The dataset stores labels as integers 0–9. A small helper turns each label into its English name (T-shirt, Trouser, Pullover, …):

@d2l.add_to_class(FashionMNIST)
def text_labels(self, indices):
    """Return text labels."""
    labels = ['t-shirt', 'trouser', 'pullover', 'dress', 'coat',
              'sandal', 'shirt', 'sneaker', 'bag', 'ankle boot']
    return [labels[int(i)] for i in indices]

Minibatches

Wrap the framework dataloader so train and val each yield batches in the same shape:

@d2l.add_to_class(FashionMNIST)
def get_dataloader(self, train):
    data = self.train if train else self.val
    return gluon.data.DataLoader(data, self.batch_size, shuffle=train,
                                 num_workers=self.num_workers)
X, y = next(iter(data.train_dataloader()))
print(X.shape, X.dtype, y.shape, y.dtype)

A batch of 64 32×32 grayscale images plus 64 integer labels.

Throughput sanity check

Time one full epoch through the loader.

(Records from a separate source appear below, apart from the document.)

PR #11395, opened 2021-01-11
WIP DYN-2538 Generate single RenderPackage per Node

saintentropy:
### Purpose

Note: I was cleaning up my Dynamo git stash over the holiday break and this was too good to leave on the shelf.  This builds on some work that @LongNguyenP, @Dewb, @aparajit-pratap, and I looked at a while back.  I picked up and fixed the regressions we noted previously. 

The purpose of this PR is a performance and memory optimization for the render pipeline.  The main architectural change is modifying the assumption that we generate a single `RenderPackage` object per every individual return object for a node. Instead we aggregate all node tessellation data into a single `RenderPackage` recursively.  This improves tessellation performance as the `HelixRenderPackage` is a large .NET object with a non-trivial init time in addition to a large saving in memory; specifically one render package with all the tessellation data is much smaller then many render packages with partial tessellation data.  This approach also creates performance benefit and memory savings when the tessellated data is added to the Helix scene.  Processing one RenderPackage per `AggregateRenderPackages` call is dramatically more efficient than numerous render packages as there are numerous collection interactions and temporary allocation.  In code, this change was enabled by generating the RenderPackage first in `GetRenderPackagesFromMirrorData` before the recursive loop to fill the render package data.  Previously it was generated within the loop.

There are a few things that require changes to support features which assumed a single item = a single RenderPackage.

* Labels (ie the labels that appear in the scene context by selecting items in the node preview).  The existing implementation encoded label information in the `Description` property of the `RenderPackage`.  That encoding was not well documented making it nearly impossible to add labels to the your own tessellation method overrides.  Here I introduce a new interface, `IRenderLabels`, which provides methods on the render package to add label data and placement.  The new underlying storage implementation matches the existing `LabelPlaces` data structure in the `HelixWatch3DViewModel` so that adding labels requires much less string parsing and processing. 

* Texture maps.  The original texture map implementation in the `Colors` and `ColorStride` property assumed only one texture map per the mesh geometry in the `RenderPackage`.  To support aggregation of multiple mesh geometries within a single `RenderPackage` with unique textures, I introduce a new interface, `IRenderPackageSupplement`, which supports adding lists of Colors and ColorStrides along with their associated mesh vertex ranges.  The `Colors` and `ColorStride` property as well as the `SetColors` method are marked as obsolete with notes to use the new methods in the `IRenderPackageSupplement`.

* Color adding methods on `IRenderPackage`.  While methods to add vertex color like  `AddPointVertexColor` still work fine with this change, when utilized in tessellation calls, methods like `ApplyPointVertexColors` overwrite the previous data vs appending.  That can cause data loss as they are currently used.  I introduce new methods to `IRenderPackageSupplement` like `InsertPointVertexColorRange` and `AppendPointVertexColorRange` to allow additions without overwriting existing data.  The old methods are also marked as obsolete with notes to use the new methods in the `IRenderPackageSupplement`.  The GeometryColor nodes are updated to use the new methods.

These new features are being introduced with a minor release and not Dynamo 3.0.  While we can update the tessellation implementation in Dynamo and Dynamo integrations, Third Party tessellation functions also need to stay working.  For each of the Obsolete methods above I introduced an Exception to allow the `GetRenderPackagesFromMirrorData` implementation to detect their usage.  Specifically within `IRenderPackageSupplement` there is a boolean `AllowLegacyColorOperations` that can be set to false which will cause the `LegacyRenderPackageMethodException` to be thrown when the obsolete methods are called.  In that case, we roll back any changes to the `RenderPackage` that occurred within the `Tesselate` call and generate a new `RenderPackage` with `AllowLegacyColorOperations` set to true and re-Tesselate.  This individual render package is added to the RenderPackageCache and the outer loop resumes.  In the transition to Dynamo 3.0, the obsolete methods can be removed as well as this fallback.

Todo
* Add tests for the new functionality
* Update Tessellate implementation in DynamoRevit, other integrations, samples, or internal packages.  This is not strictly required due to the fallback mechanism. 
* Fix the Label.ByPointAndString node to work with the new label mechanism so that the node actually work.
* ITransformable needs to be refactored similarly to the Texture Map implementation.  This may be covered under a separate PR as we can possibly take advantage of the refactor to introduce instancing mechanism. 

Examples

https://user-images.githubusercontent.com/2145751/104148265-98006400-539f-11eb-980e-595a01f6b856.mp4

https://user-images.githubusercontent.com/2145751/104148270-9df64500-539f-11eb-9c8f-20ed9d0c27e5.mp4

https://user-images.githubusercontent.com/2145751/104148276-a2baf900-539f-11eb-9edf-a803ab32acc3.mp4

https://user-images.githubusercontent.com/2145751/104148280-a64e8000-539f-11eb-997d-f8235882d69a.mp4

For most point and curve tessellation the speed and memory improvement will be linear based on the number of tessellated items.  However for meshes the speed and memory improvement is dramatic. 

### Declarations

### Reviewers

### DIFF
--- a/src/DynamoCore/Scheduler/UpdateRenderPackageAsyncTask.cs
+++ b/src/DynamoCore/Scheduler/UpdateRenderPackageAsyncTask.cs
@@ -149,6 +149,27 @@ namespace Dynamo.Scheduler
                 return;
             }
 
+            var package = factory.CreateRenderPackage();
+            package.DisplayLabels = displayLabels;
+            package.Description = tag;
+            package.IsSelected = isNodeSelected;
+
+            GetRenderPackagesFromMirrorDataImp(mirrorData, package, tag);
+
+            if (package.MeshVertexColors.Any())
+            {
+                package.RequiresPerVertexColoration = true;
+            }
+
+            renderPackageCache.Add(package, outputPortId);
+        }
+
+        private void GetRenderPackagesFromMirrorDataImp(
+            MirrorData mirrorData,
+            IRenderPackage package,
+            string labelKey)
+        {
+
             if (mirrorData.IsCollection)
             {
                 int count = 0;
@@ -156,69 +177,29 @@ namespace Dynamo.Scheduler
                 {
                     if (el.IsCollection || el.Data is IGraphicItem)
                     {
-                        string newTag = tag + ":" + count;
-                        GetRenderPackagesFromMirrorData(outputPortId, el, newTag, displayLabels);
+                        string newLabel = labelKey + ":" + count;
+                        GetRenderPackagesFromMirrorDataImp(el, package, newLabel);
                     }
-                    count = count + 1;
+                    count += 1;
                 }
             }
             else
             {
-                var graphicItem = mirrorData.Data as IGraphicItem;
-                if (graphicItem == null)
+                if (!(mirrorData.Data is IGraphicItem graphicItem))
                 {
                     return;
                 }
 
-                var package = factory.CreateRenderPackage();
                 var packageWithTransform = package as ITransformable;
-                package.Description = tag;
 
                 try
                 {
-                    graphicItem.Tessellate(package, factory.TessellationParameters);
-                    if (package.MeshVertexColors.Any())
-                    {
-                        package.RequiresPerVertexColoration = true;
-                    }
+                    var previousPointVertexCount = package.PointVertexCount;
+                    var previousLineVertexCount = package.LineVertexCount;
+                    var previousMeshVertexCount = package.MeshVertexCount;
 
-                    //If the package has a transform that is not the identity matrix
-                    //then set requiresCustomTransform to true.
-                    if (packageWithTransform != null && packageWithTransform.Transform.SequenceEqual(
-                        new double[] { 1, 0, 0, 0, 0, 1, 0, 0, 0, 0, 1, 0, 0, 0, 0, 1 }) == false)
-                    {
-                        (packageWithTransform).RequiresCustomTransform = true;
-                    }
-
-                    if (factory.TessellationParameters.ShowEdges)
-                    {
-                        var topology = graphicItem as Topology;
-                        if (topology != null)
-                        {
-                            var surf = graphicItem as Surface;
-                            if (surf != null)
-                            {
-                                foreach (var curve in surf.PerimeterCurves())
-                                {
-                                    curve.Tessellate(package, factory.TessellationParameters);
-                                    curve.Dispose();
-                                }
-                            }
-                            else
-                            {
-                                var edges = topology.Edges;
-                                foreach (var geom in edges.Select(edge => edge.CurveGeometry))
-                                {
-                                    geom.Tessellate(package, factory.TessellationParameters);
-                                    geom.Dispose();
-                                }
-                                edges.ForEach(x => x.Dispose());
-                            }
-                        }
-                    }
-                    
-                    var plane = graphicItem as Plane;
-                    if (plane != null)
+                    //Plane tessellation needs to be handled here vs in LibG currently
+                    if (graphicItem is Plane plane)
                     {
                         package.RequiresPerVertexColoration = true;
 
@@ -229,9 +210,7 @@ namespace Dynamo.Scheduler
                         var b = Point.ByCartesianCoordinates(cs, -s, s, 0);
                         var c = Point.ByCartesianCoordinates(cs, -s, -s, 0);
                         var d = Point.ByCartesianCoordinates(cs, s, -s, 0);
-
-                        // Get rid of the original plane geometry.
-                        package.Clear();
+                        //Todo Dispose cs, a, b, c, d?
 
                         package.AddTriangleVertex(a.X, a.Y, a.Z);
                         package.AddTriangleVertex(b.X, b.Y, b.Z);
@@ -263,67 +242,81 @@ namespace Dynamo.Scheduler
                         var nEnd = plane.Origin.Add(plane.Normal.Scale(2.5));
                         package.AddLineStripVertex(nEnd.X, nEnd.Y, nEnd.Z);
 
-                        for (var i = 0; i < package.LineVertexCount / 2; i++)
+                        for (var i = 0; i < 5; i++)
                         {
                             package.AddLineStripVertexCount(2);
-                        }
-
-                        for (var i = 0; i < package.LineVertexCount; i ++)
-                        {
+                            package.AddLineStripVertexColor(MidTone, MidTone, MidTone, 255);
                             package.AddLineStripVertexColor(MidTone, MidTone, MidTone, 255);
                         }
 
-                        for (var i = 0; i < package.MeshVertexCount; i++)
+                        for (var i = 0; i < 6; i++)
                         {
                             package.AddTriangleVertexNormal(plane.Normal.X, plane.Normal.Y, plane.Normal.Z);
-                        }
-
-                        for (var i = 0; i < package.MeshVertexCount; i++)
-                        {
                             package.AddTriangleVertexColor(0, 0, 0, 10);
                         }
                     }
-
-                    // The default color coming from the geometry library for
-                    // curves is 255,255,255,255 (White). Because we want a default
-                    // color of 0,0,0,255 (Black), we adjust the color components here.
-                    if (graphicItem is Curve || graphicItem is Surface || graphicItem is Solid || graphicItem is Point)
+                    else
                     {
-                        if (package.LineVertexCount > 0 && !package.LineStripVertexColors.Any())
-                        {
-                            package.ApplyLineVertexColors(CreateColorByteArrayOfSize(package.LineVertexCount, DefR, DefG, DefB, DefA));
-                        }
+                        graphicItem.Tessellate(package, factory.TessellationParameters);
+                    }
 
-                        if (package.PointVertexCount > 0 && !package.PointVertexColors.Any())
+                    //If the package has a transform that is not the identity matrix
+                    //then set requiresCustomTransform to true.
+                    if (packageWithTransform != null && !packageWithTransform.RequiresCustomTransform && packageWithTransform.Transform.SequenceEqual(
+                        new double[] { 1, 0, 0, 0, 0, 1, 0, 0, 0, 0, 1, 0, 0, 0, 0, 1 }) == false)
+                    {
+                        (packageWithTransform).RequiresCustomTransform = true;
+                    }
+
+                    if (factory.TessellationParameters.ShowEdges)
+                    {
+                        if (graphicItem is Topology topology)
                         {
-                            package.ApplyPointVertexColors(CreateColorByteArrayOfSize(package.PointVertexCount, DefR, DefG, DefB, DefA));
+                            if (graphicItem is Surface surf)
+                            {
+                                foreach (var curve in surf.PerimeterCurves())
+                                {
+                                    curve.Tessellate(package, factory.TessellationParameters);
+                                    curve.Dispose();
+                                }
+                            }
+                            else
+                            {
+                                var edges = topology.Edges;
+                                foreach (var geom in edges.Select(edge => edge.CurveGeometry))
+                                {
+                                    geom.Tessellate(package, factory.TessellationParameters);
+                                    geom.Dispose();
+                                }
+                                edges.ForEach(x => x.Dispose());
+                            }
                         }
                     }
+
+                    if (!package.DisplayLabels && package is IRenderLabels packageLabels)
+                    {
+                        if (package.MeshVertexCount > previousMeshVertexCount)
+                        {
+                            packageLabels.AddLabel(labelKey,VertexType.Mesh, package.MeshVertexCount);
+                        }
+                        else if (package.LineVertexCount > previousLineVertexCount)
+                        {
+                            packageLabels.AddLabel(labelKey, VertexType.Line, package.LineVertexCount);
+                        }
+                        else if (package.PointVertexCount > previousPointVertexCount)
+                        {
+                            packageLabels.AddLabel(labelKey, VertexType.Point, package.PointVertexCount);
+                        }
+                    }
+                    
+                    //Todo Do we need to validate that vertex color counts match vertex counts?
                 }
                 catch (Exception e)
                 {
                     Debug.WriteLine(
                         "PushGraphicItemIntoPackage: " + e);
                 }
-
-                package.DisplayLabels = displayLabels;
-                package.IsSelected = isNodeSelected;
-
-                renderPackageCache.Add(package, outputPortId);
             }
-        }
-
-        private static byte[] CreateColorByteArrayOfSize(int size, byte red, byte green, byte blue, byte alpha)
-        {
-            var arr = new byte[size * 4];
-            for (var i = 0; i < arr.Count(); i += 4)
-            {
-                arr[i] = red;
-                arr[i + 1] = green;
-                arr[i + 2] = blue;
-                arr[i + 3] = alpha;
-            }
-            return arr;
         }
 
         protected override void HandleTaskCompletionCore()
--- a/src/DynamoCore/Scheduler/UpdateRenderPackageAsyncTask.cs
+++ b/src/DynamoCore/Scheduler/UpdateRenderPackageAsyncTask.cs
@@ -154,7 +154,16 @@ namespace Dynamo.Scheduler
             package.Description = tag;
             package.IsSelected = isNodeSelected;
 
-            GetRenderPackagesFromMirrorDataImp(mirrorData, package, tag);
+            //Initialize the package here assuming we will only generate a single renderPackage for this node
+            //We set the AllowLegacyColorOperations so that we can catch tessellation implementations which 
+            //use the deprecated calls.  At that point we will roll back the changes to the renderPackage
+            //and call tessellate with a new renderPackage object with AllowLegacyColorOperations set to true.
+            if (package is IRenderPackageSupplement packageSupplement)
+            {
+                packageSupplement.AllowLegacyColorOperations = false;
+            }
+
+            GetRenderPackagesFromMirrorDataImp(outputPortId, mirrorData, package, tag);
 
             if (package.MeshVertexColors.Any())
             {
@@ -165,6 +174,7 @@ namespace Dynamo.Scheduler
         }
 
         private void GetRenderPackagesFromMirrorDataImp(
+            Guid outputPortId,
             MirrorData mirrorData,
             IRenderPackage package,
             string labelKey)
@@ -178,7 +188,7 @@ namespace Dynamo.Scheduler
                     if (el.IsCollection || el.Data is IGraphicItem)
                     {
                         string newLabel = labelKey + ":" + count;
-                        GetRenderPackagesFromMirrorDataImp(el, package, newLabel);
+                        GetRenderPackagesFromMirrorDataImp(outputPortId, el, package, newLabel);
                     }
                     count += 1;
                 }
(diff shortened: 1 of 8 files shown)


mjkkirschner:
@aparajit-pratap one downside of marking this PR as a draft is that the tests do not run - we'd have to modify the code that runs on the self serve pull job - and I think it makes use of https://github.com/microsoft/PowerShellForGitHub ... I gave up once I got that far.

mjkkirschner:
@saintentropy it would be good to run the wpf visualization test jobs - there are versions of that job that run with warp and another that runs on a real GPU.

src/DynamoCore/Scheduler/UpdateRenderPackageAsyncTask.cs
```diff
@@ -212,104 +280,173 @@ protected override void HandleTaskExecutionCore()
...
+            package.AddLineStripVertex(d.X, d.Y, d.Z);
+            package.AddLineStripVertex(d.X, d.Y, d.Z);
+            package.AddLineStripVertex(a.X, a.Y, a.Z);
+
+            // Draw normal
+            package.AddLineStripVertex(plane.Origin.X, plane.Origin.Y, plane.Origin.Z);
+            var nEnd = plane.Origin.Add(plane.Normal.Scale(2.5));
+            package.AddLineStripVertex(nEnd.X, nEnd.Y, nEnd.Z);
+
+            for (var i = 0; i < 5; i++)
```
aparajit-pratap, line 366: An explanation of why this is 5 would help.

src/DynamoCore/Scheduler/UpdateRenderPackageAsyncTask.cs
```diff
@@ -212,104 +280,173 @@ protected override void HandleTaskExecutionCore()
...
+                package.AddLineStripVertexCount(2);
+                package.AddLineStripVertexColor(MidTone, MidTone, MidTone, 255);
+                package.AddLineStripVertexColor(MidTone, MidTone, MidTone, 255);
+            }
 
-                        for (var i = 0; i < package.MeshVertexCount; i++)
-                        {
-                            package.AddTriangleVertexNormal(plane.Normal.X, plane.Normal.Y, plane.Normal.Z);
-                        }
+            for (var i = 0; i < 6; i++)
```
aparajit-pratap, line 373: An explanation of why this is 6?

src/DynamoCore/Scheduler/UpdateRenderPackageAsyncTask.cs
```diff
@@ -149,54 +149,122 @@ protected override void HandleTaskExecutionCore()
...
+                    try
                     {
-                        package.RequiresPerVertexColoration = true;
+                        graphicItem.Tessellate(package, factory.TessellationParameters);
                     }
-
-                    //If the package has a transform that is not the identity matrix
-                    //then set requiresCustomTransform to true.
-                    if (packageWithTransform != null && packageWithTransform.Transform.SequenceEqual(
-                        new double[] { 1, 0, 0, 0, 0, 1, 0, 0, 0, 0, 1, 0, 0, 0, 0, 1 }) == false)
```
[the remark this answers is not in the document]
saintentropy: I think that case is valid.... I just don't think that is what our implementation supports currently.  Today you add your tessellated geometry and then you can additionally add a transform.  That transform does not support instancing it only transforms all the geometry in the render package.  I think the original use case being able to tesselate an object once and then move it around.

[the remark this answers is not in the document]
saintentropy: I think instancing would be much more interesting and we should add that as an enhancement.  I think we should do it as a follow up PR.  It would need a similar data structure to the color aspects where you can apply numerous transforms to any range of geometry data.  The advantage would be that we could and tessellated geometry data once and supply a transform matrix for each instance.  There would also need to changes to the helix implementation to support real instancing

src/DynamoCore/Scheduler/UpdateRenderPackageAsyncTask.cs
```diff
@@ -149,54 +149,122 @@ protected override void HandleTaskExecutionCore()
...
+                    catch (LegacyRenderPackageMethodException)
                     {
-                        (packageWithTransform).RequiresCustomTransform = true;
+                        //At this point we have detected an implementation of Tessellate which is using legacy color methods
```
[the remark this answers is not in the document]
saintentropy: We do not use the API's that throw `LegacyRenderPackageMethodException` in LibG so no changes are required.  Only some of the Color methods fall in this category.  `void ApplyPointVertexColors(byte[] colors)` for example as it replaces all the vertex colors in the render packages.  This would overwrite any color data that had previously been added.  `void AddPointVertexColor(byte red, byte green, byte blue, byte alpha)` is ok as it just continues to append data.

src/DynamoCore/Scheduler/UpdateRenderPackageAsyncTask.cs
saintentropy: Yep that would be good.  5 lines

src/DynamoCore/Scheduler/UpdateRenderPackageAsyncTask.cs
saintentropy: Yes I can... 6 mesh vertex

saintentropy: Also we can move this into LibG too.  Not sure why it lives here.

src/DynamoCore/Scheduler/UpdateRenderPackageAsyncTask.cs
```diff
@@ -212,104 +280,173 @@ protected override void HandleTaskExecutionCore()
...
+                if (count > 0)
+                {
+                    packageSupplement.AppendMeshVertexColorRange(CreateColorByteArrayOfSize(count, DefR, DefG, DefB, DefA));
                 }
-                catch (Exception e)
+            }
+        }
+
+        private static void LegacyPackageEnsureColorExistsPerVertex(IRenderPackage pkg, int previousPointVertexCount, int previousLineVertexCount, int previousMeshVertexCount)
+        {
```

Slow loading bottlenecks training as much as the model itself:

tic = time.time()
for X, y in data.train_dataloader():
    continue
f'{time.time() - tic:.2f} sec'

Visualization helpers

A grid plotter we’ll reuse for spot-checks:

def show_images(imgs, num_rows, num_cols, titles=None, scale=1.5):
    """Plot a list of images."""
    raise NotImplementedError

Bound to the dataset as a method that pulls one batch and labels each tile with the class name:

@d2l.add_to_class(FashionMNIST)
def visualize(self, batch, nrows=1, ncols=8, labels=None):
    X, y = batch
    if not labels:
        labels = self.text_labels(y)
    d2l.show_images(X.squeeze(1), nrows, ncols, titles=labels)
batch = next(iter(data.val_dataloader()))
data.visualize(batch)

Recap

  • Fashion-MNIST: 10 classes, 28×28 grayscale, harder than MNIST.
  • A DataModule subclass owns the framework’s train / val_dataloader, label decoding, and a visualize helper.
  • Always sanity-check throughput — slow I/O caps training speed.
  • Same data API drives every model in this chapter.